I liked the humor in this story regarding cooking the log.

I didn't find any teaching moments here, except to suggest that you read your stories aloud before submitting them. It's a weird phenomenon, but your ears can catch things your eyes don't. For instance, in this story the author used the word prickled and then in the next paragraph used prickling. Oddly enough, you can sometimes find minute things like this if you read the story aloud.

Photo by Heath Alseike via Flickr CC license

Saturday, September 7, 2019

A Labor Day Reunion

by Jill Weatherholt from the September 2, 2019 issue

Tagline: While wandering through her town festival, Phyllis Leslie comes across her old flame, Skip, setting off fireworks of hope in her heart.

Observations: This was such a sweet story. And romantic too! Who hasn't imagined their significant other winning a toy for them at a carnival game? I liked the ending and how it tied in wonderfully with that question Phyllis posed to herself at the beginning. And the black moment--when we wonder if Skip will make that third basket--was so unique.

This is a classic and well-written old flame story. In my "advanced" classes, I actually shine some light on the tropes that show up repeatedly in Woman's World stories, and for the old flame trope, I even have a flow chart for the plot points you need to cover. Here's a link for more information about those classes.

https://womansworldstyle.blogspot.com/p/workshop-info.html

Photo by Bradley Gordon via Flickr CC license

Wednesday, September 4, 2019

Changing Her Heart

by Rosemary Hayes from the August 26, 2019 issue

Tagline: While investigating her daughter's crush at the local grocery store, Kelly Mathis encounters an old flame...and a second chance at love.

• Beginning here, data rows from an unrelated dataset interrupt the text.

PR #17931, opened 2026-04-16
[security] fix(data): restrict TableMaster LMDB pickle loading

Hinotoi-agent:
## Summary
This PR hardens the TableMaster LMDB dataset-loading boundary by rejecting executable pickle payloads before deserializing dataset metadata or sample records.

- replaces unrestricted `pickle.loads(...)` calls in `LMDBDataSetTableMaster` with a restricted unpickler that only accepts basic built-in container/value types needed by the dataset format
- rejects malicious `__len__` metadata and sample records before attacker-controlled reducers can execute
- preserves expected loading for normal TableMaster LMDB payloads that contain an integer length plus tuple-based sample records
- adds regression tests covering both blocked code-execution payloads and accepted benign dataset payloads

## Security issues covered
| Issue | Impact | Severity |
|-------|--------|----------|
| Unsafe pickle deserialization in `LMDBDataSetTableMaster` LMDB metadata loading | Opening a malicious LMDB dataset can trigger arbitrary code execution during `__len__` deserialization | High |
| Unsafe pickle deserialization in `LMDBDataSetTableMaster` sample loading | Opening a malicious LMDB sample record can trigger arbitrary code execution during per-record deserialization | High |

## Before this PR
- `LMDBDataSetTableMaster.load_hierarchical_lmdb_dataset()` called `pickle.loads(txn.get(b"__len__"))` on attacker-controlled LMDB metadata
- `LMDBDataSetTableMaster.get_lmdb_sample_info()` called `pickle.loads(txn.get(str(index).encode("utf8")))` on attacker-controlled LMDB sample records
- no validation limited pickle contents to the simple scalar/container types the dataset format actually needs
- no regression tests covered malicious LMDB payloads for this TableMaster-specific loader path

## After this PR
- TableMaster LMDB metadata and sample records are deserialized through a restricted unpickler that rejects unsupported globals before code execution can occur
- `__len__` metadata must deserialize to an integer, or loading stops with an explicit error
- malformed or malicious sample payloads are rejected and treated as invalid dataset entries instead of being executed
- regression tests now lock in both the blocked exploit path and the expected benign dataset behavior

## Why this matters
- the broken trust boundary was: attacker-controlled LMDB bytes -> unrestricted pickle deserialization -> code execution during dataset loading
- anyone who can supply or replace a TableMaster LMDB dataset consumed by PaddleOCR can potentially execute code in the permissions context of the training or evaluation process
- this is especially risky for shared datasets, downloaded corpora, CI experiments, or benchmark pipelines where dataset provenance is weaker than code provenance

## Attack flow
```text
attacker-controlled LMDB dataset value
    -> LMDBDataSetTableMaster metadata/sample loader
        -> unrestricted pickle deserialization
            -> attacker-controlled reducer execution
                -> arbitrary code execution in the PaddleOCR process
```

## Affected code
| Issue | Files |
|-------|-------|
| Unsafe LMDB `__len__` deserialization | `ppocr/data/lmdb_dataset.py` |
| Unsafe LMDB sample-record deserialization | `ppocr/data/lmdb_dataset.py` |
| Regression coverage for both paths | `tests/test_safe_lmdb_pickle_loading.py` |

## Root cause
Issue 1: Unsafe LMDB metadata deserialization
- `load_hierarchical_lmdb_dataset()` trusted the raw `__len__` LMDB value and passed it directly to `pickle.loads`
- the trust boundary failed because arbitrary LMDB bytes were treated as safe Python objects instead of untrusted external input

Issue 2: Unsafe LMDB sample-record deserialization
- `get_lmdb_sample_info()` trusted each LMDB record and passed it directly to `pickle.loads`
- the trust boundary failed because the loader accepted executable pickle opcodes even though the format only needs basic built-in data types

## CVSS assessment
| Issue | CVSS v3.1 | Vector |
|-------|-----------|--------|
| Unsafe LMDB metadata deserialization | 8.8 High | `CVSS:3.1/AV:L/AC:L/PR:N/UI:R/S:U/C:H/I:H/A:H` |
| Unsafe LMDB sample-record deserialization | 8.8 High | `CVSS:3.1/AV:L/AC:L/PR:N/UI:R/S:U/C:H/I:H/A:H` |

Rationale:
- both paths require a victim to open or process an attacker-controlled LMDB dataset, but once that happens the pickle reducer executes with the full confidentiality, integrity, and availability impact of the PaddleOCR process

### 1. Unsafe LMDB metadata deserialization
1. Create a malicious pickle payload whose reducer has a harmless local side effect such as writing a marker file.
2. Store that payload in a fake LMDB transaction under the `__len__` key.
3. Call `LMDBDataSetTableMaster.load_hierarchical_lmdb_dataset()` on vulnerable code.
4. Observe that the reducer executes during `pickle.loads(...)` before any type validation.

### 2. Unsafe LMDB sample-record deserialization
1. Create a malicious pickle payload whose reducer has a harmless local side effect such as writing a marker file.
2. Store that payload in a fake LMDB transaction under a sample key such as `b"1"`.
3. Call `LMDBDataSetTableMaster.get_lmdb_sample_info()` on vulnerable code.
4. Observe that the reducer executes during `pickle.loads(...)` before the loader rejects the malformed record.

Prefer safe payloads and bounded local repro steps.

## Expected vulnerable behavior
- attacker-controlled pickle reducers run while PaddleOCR reads TableMaster LMDB metadata or sample records
- vulnerable code executes the reducer before it can reject the payload as malformed or unexpected

## Changes in this PR
- adds `_RestrictedDatasetUnpickler` and `_restricted_pickle_loads()` to constrain TableMaster LMDB deserialization to basic built-in types
- routes both TableMaster LMDB pickle call sites through the restricted loader
- validates that deserialized `__len__` metadata is actually an integer
- rejects malformed or malicious sample payloads unless they deserialize to the expected tuple/list record structure
- adds regression tests for blocked exploit payloads and accepted benign payloads

## Files changed
| Category | Files | What changed |
|----------|-------|--------------|
| Dataset hardening | `ppocr/data/lmdb_dataset.py` | Replaces unrestricted TableMaster pickle deserialization with a restricted unpickler and adds shape/type validation for decoded metadata and records |
| Regression tests | `tests/test_safe_lmdb_pickle_loading.py` | Adds coverage for malicious metadata payloads, malicious sample payloads, and expected benign TableMaster payloads |

## Maintainer impact
- scope is limited to the TableMaster-specific LMDB loader path; unrelated OCR pipelines and unrelated pickle-based utilities are untouched by this patch
- existing benign TableMaster LMDB payloads that use ordinary built-in values remain compatible
- the new helper makes the intended data boundary explicit and easier to preserve during future dataset-loader refactors

## Suggested fix rationale
- this is the right boundary to enforce because LMDB dataset bytes are untrusted input and should not be allowed to instantiate arbitrary Python objects
- the fix is narrow and durable because it constrains only the TableMaster loader path while still allowing the basic value/container types the format expects
- the regression tests are sufficient to prevent reintroduction of unrestricted pickle execution at the two vulnerable TableMaster call sites

## Reference patterns from other software
- secure deserialization patterns generally treat externally supplied state as data, not executable object graphs; this patch follows that principle by allowing only the simple built-in structures the dataset format needs

## Type of change
- [x] Security fix
- [x] Tests
- [ ] Documentation update
- [ ] Refactor with no behavior change

## Test plan
- [x] Regression tests for malicious TableMaster LMDB metadata payloads
- [x] Regression tests for malicious TableMaster LMDB sample payloads
- [x] Compatibility tests for expected benign TableMaster LMDB payloads
- [ ] Full PaddleOCR test suite

Executed with:
- `python -m pytest tests/test_safe_lmdb_pickle_loading.py -q`

If something was not run, state it explicitly and say why.
- the full PaddleOCR test suite was not run because this patch is narrowly scoped to the TableMaster LMDB loader and the targeted regression file directly covers the changed behavior

## Disclosure notes
- this PR is intentionally bounded to the TableMaster LMDB pickle-deserialization path validated in `ppocr/data/lmdb_dataset.py`
- claims here are limited to reviewed code paths and locally reproduced reducer execution using safe marker-file payloads
- no unrelated files were changed


Hinotoi-agent:
I pushed a follow-up fix for the CI setup on this branch:
- Python 3.8 CI now uses `paddlepaddle==3.0.0` because `3.2.0` is not available for `cp38` on the configured Paddle CPU index
- GPU workflow now installs the released PaddleX dependency range before the editable package install
- The touched Python file was formatted to satisfy the code-style job

I also re-ran the LMDB regression test for this PR successfully locally.

The new GitHub Actions runs were created, but they finished immediately with `conclusion: action_required` and no jobs were started. That looks like a fork-PR workflow approval/policy blocker rather than a remaining code failure.

Could a maintainer please approve/enable the workflow run for this PR so the checks can execute on the updated branch?

.github/workflows/test_gpu.yml
```diff
@@ -76,6 +76,7 @@ jobs:
             python -m pip config set global.index-url https://pypi.tuna.tsinghua.edu.cn/simple
             python -m pip install pytest
             if [ -f requirements.txt ]; then python -m pip install -r requirements.txt; fi
+            python -m pip install 'paddlex[ocr,genai-client,ie,trans]>=3.4.0,<3.5.0'
```
Bobholamovic: Why was this line added?

Hinotoi-agent: You’re right — this line was redundant. `python -m pip install -e ".[all]"` already installs the same released PaddleX extra set from `pyproject.toml`, so I removed the extra explicit install to keep this PR scoped to the LMDB fix. Pushed in 4bd246eb2c.

Bobholamovic (dismissed):

Hinotoi-agent:
I restacked this branch onto the current `main` to remove the stale CI/workflow contamination behind the earlier failing checks. The branch now contains only the restricted LMDB pickle-loading fix plus a focused regression test.\n\nCurrent head: `a0a3ae2de5337d89ae43c717aaff08ca7acd885f`\nLocal validation: `pytest -q tests/test_safe_lmdb_pickle_loading.py` ✅ (4 passed)\nPR state: mergeable again\n\nThis force-push also cleared the prior approval on the old head. Could a maintainer please re-enable/approve the workflow run for the new head, and re-approve if the change still looks good?

.github/workflows/test_gpu.yml
Hinotoi-agent: Follow-up: I have now restacked this PR onto the current `main`, so the branch no longer carries the old workflow changes at all. Current head: `a0a3ae2de5337d89ae43c717aaff08ca7acd885f`. The PR is back to the intended LMDB pickle-loading fix only, plus a focused regression test.

Hinotoi-agent:
I pushed a follow-up for the review/GPU collection issue on this branch.

Current head: `982299f8fb2c7825ecae1ff3e686e08b5fe2c83a`

Changes:
- replaced direct synthetic-module writes into `sys.modules` with `monkeypatch.setitem(sys.modules, ...)` in `tests/test_safe_lmdb_pickle_loading.py`
- registered the dynamically loaded `ppocr.data.lmdb_dataset` module through `monkeypatch`
- this keeps the pickle-safety regression tests isolated so their fake modules do not leak into later GPU test collection

Local validation:
- `pytest -q tests/test_safe_lmdb_pickle_loading.py` — 4 passed
- `uvx black --check tests/test_safe_lmdb_pickle_loading.py` — passed
- `python -m compileall -q tests/test_safe_lmdb_pickle_loading.py` — passed
- `git diff --check` — passed

I also checked the latest GPU run after this fix. The remaining GPU failure is from the CI environment failing to clone PaddleX (`GnuTLS recv error (-110)`), which then leaves `paddlex` uninstalled and causes later `ModuleNotFoundError: No module named 'paddlex'` collection errors. That is separate from the test-stub leak fixed here.

Bobholamovic (dismissed):

tests/test_safe_lmdb_pickle_loading.py
```diff
@@ -0,0 +1,123 @@
...
+
+REPO_ROOT = Path(__file__).resolve().parents[1]
+
+
+def _stub_module(name, **attrs):
+    module = types.ModuleType(name)
+    for key, value in attrs.items():
+        setattr(module, key, value)
+    sys.modules[name] = module
+    return module
```
scyyh11: This line globally mutates sys.modules without restoring it, which broke the GPU CI.

Hinotoi-agent: Thanks for catching that. Fixed in `982299f8fb` by routing all synthetic module inserts through pytest's `monkeypatch.setitem(sys.modules, ...)`, including the loaded `ppocr.data.lmdb_dataset` module, so the stubs are restored after each test instead of leaking into later GPU test collection.

Validation:
- `pytest -q tests/test_safe_lmdb_pickle_loading.py` — 4 passed
- `uvx black --check tests/test_safe_lmdb_pickle_loading.py` — passed
- `git diff --check` — passed
- added-line secret/sink scan — no findings

The new fork-head workflow run is currently waiting on GitHub's `action_required` approval gate before CI can execute on this commit.

Hinotoi-agent:
CI triage update for the current head `982299f8fb2c7825ecae1ff3e686e08b5fe2c83a`:

- `PaddleOCR PR Tests` — passed
- `PaddleOCR Code Style Check` — passed
- `PaddleOCR PR Tests GPU` — failed before test collection because the workflow could not clone PaddleX:
  - `fatal: unable to access 'https://github.com/PaddlePaddle/PaddleX.git/': GnuTLS recv error (-110): The TLS connection was non-properly terminated.`

The later `ModuleNotFoundError: No module named 'paddlex'` collection errors appear downstream of that failed dependency clone, not from the PR test changes. The review-thread issue about leaked `sys.modules` stubs was fixed in this head by using pytest `monkeypatch.setitem(...)`, and the focused local validation passed:

- `pytest -q tests/test_safe_lmdb_pickle_loading.py` — 4 passed
- `uvx black --check tests/test_safe_lmdb_pickle_loading.py` — passed
- `git diff --check` — passed

Hinotoi-agent:
Rebased this branch onto current `PaddlePaddle:main` so it includes the upstream CI updates from `#17954`/`#17976` and drops the stale behind-base state.

Current head: `eca0c0276b`

Validation run on the rebased branch:
- `python -m pytest tests/test_safe_lmdb_pickle_loading.py -q` ✅ (4 passed)
- `git diff --check upstream/main...HEAD` ✅

The branch remains scoped to the restricted LMDB pickle-loading change plus the focused regression test.

Hinotoi-agent:
Rebased this branch onto the current `PaddlePaddle:main` after the new GPU CI failure on head `eca0c0276b`.

CI triage:
- `test-pr-gpu-impl` failed while installing `paddlex` because the workflow timed out cloning `https://github.com/PaddlePaddle/PaddleX.git`, then later hit `ModuleNotFoundError: No module named 'paddlex'`.
- `test-pr-gpu` failed only because it depends on `test-pr-gpu-impl` succeeding.
- I did not find a PR-specific GPU test failure in the logs; this looks like dependency-clone/transient CI infrastructure, but the PR was also behind `main`, so I refreshed the branch.

Current head: `91ff1ded58eb9a81c639ae84384fc51d89375be7`

Validation on the rebased branch:
- `python -m pytest tests/test_safe_lmdb_pickle_loading.py -q` ✅ (4 passed)
- `git diff --check upstream/main...HEAD` ✅
- `python -m compileall -q ppocr/data/lmdb_dataset.py tests/test_safe_lmdb_pickle_loading.py` ✅
- added-line secret/sink scan over touched files ✅

Notes:
- The configured `uv run ruff check ...` is currently blocked by the repo dependency resolver on this checkout (`paddleocr[all]` requires `paddlex[ocr]>=3.5.0`, while `requires-python >=3.8` conflicts with `safetensors==0.7.0` requiring Python >=3.9). A direct `uvx ruff check` on the touched files still reports the same pre-existing upstream `F841` findings in `ppocr/data/lmdb_dataset.py` (`batch_size`, `raw_name`).
- Immediately after the force-push, GitHub had not yet attached new check runs to the new head and the PR showed `BLOCKED` with an empty check rollup. The previous failed GPU run was on the old head `eca0c0276b`.

Bobholamovic (approved):

PR #17933, opened 2026-04-16
[Feat] Add PP-OCRv6 iOS Demo

Bobholamovic:


timminator:
Hi! Sorry for bothering. I saw the upcoming PRs regarding a PPOCRv6 model but there were no changes made to the general OCR pipeline yet. Will this also get an update or has PPOCRv6 a different use case distinct from the PPOCRv5 model?
Thank you for your time!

Observations: I freakin loved this story! First of all, I was surprised that the boy at the grocery store, Aaron, was the son of Kelly's girlhood crush, Tim. I'm not sure why I hadn't seen that coming, but I hadn't. Then, I was surprised again that Tim was there. No time was going to pass before we threw these two together again, Kelly wasn't going to go home and dither about contacting him herself, as she had advised her daughter to, nor was she going to just wait for Aaron to pass on the message (or not.) (All three of those options are viable for the story, by the way.)

I didn't really see a black moment, unless it was super subtle when Kelly states that he went to prom with Allison Wise. But the story was still amazing without a moment of worry.

Also Kelly had an observable character arc. She actually learned the lesson that her daughter taught her, which was to just respond to a compliment by saying thank you, instead of deflecting. (How many of us deflect compliments? I, myself, have tried to incorporate this lesson.) It's always a bonus to show your character learning something or growing as a person, and that goes for novels as well as short stories. Showing your character change over time is one of the things that makes them three-dimensional rather than flat.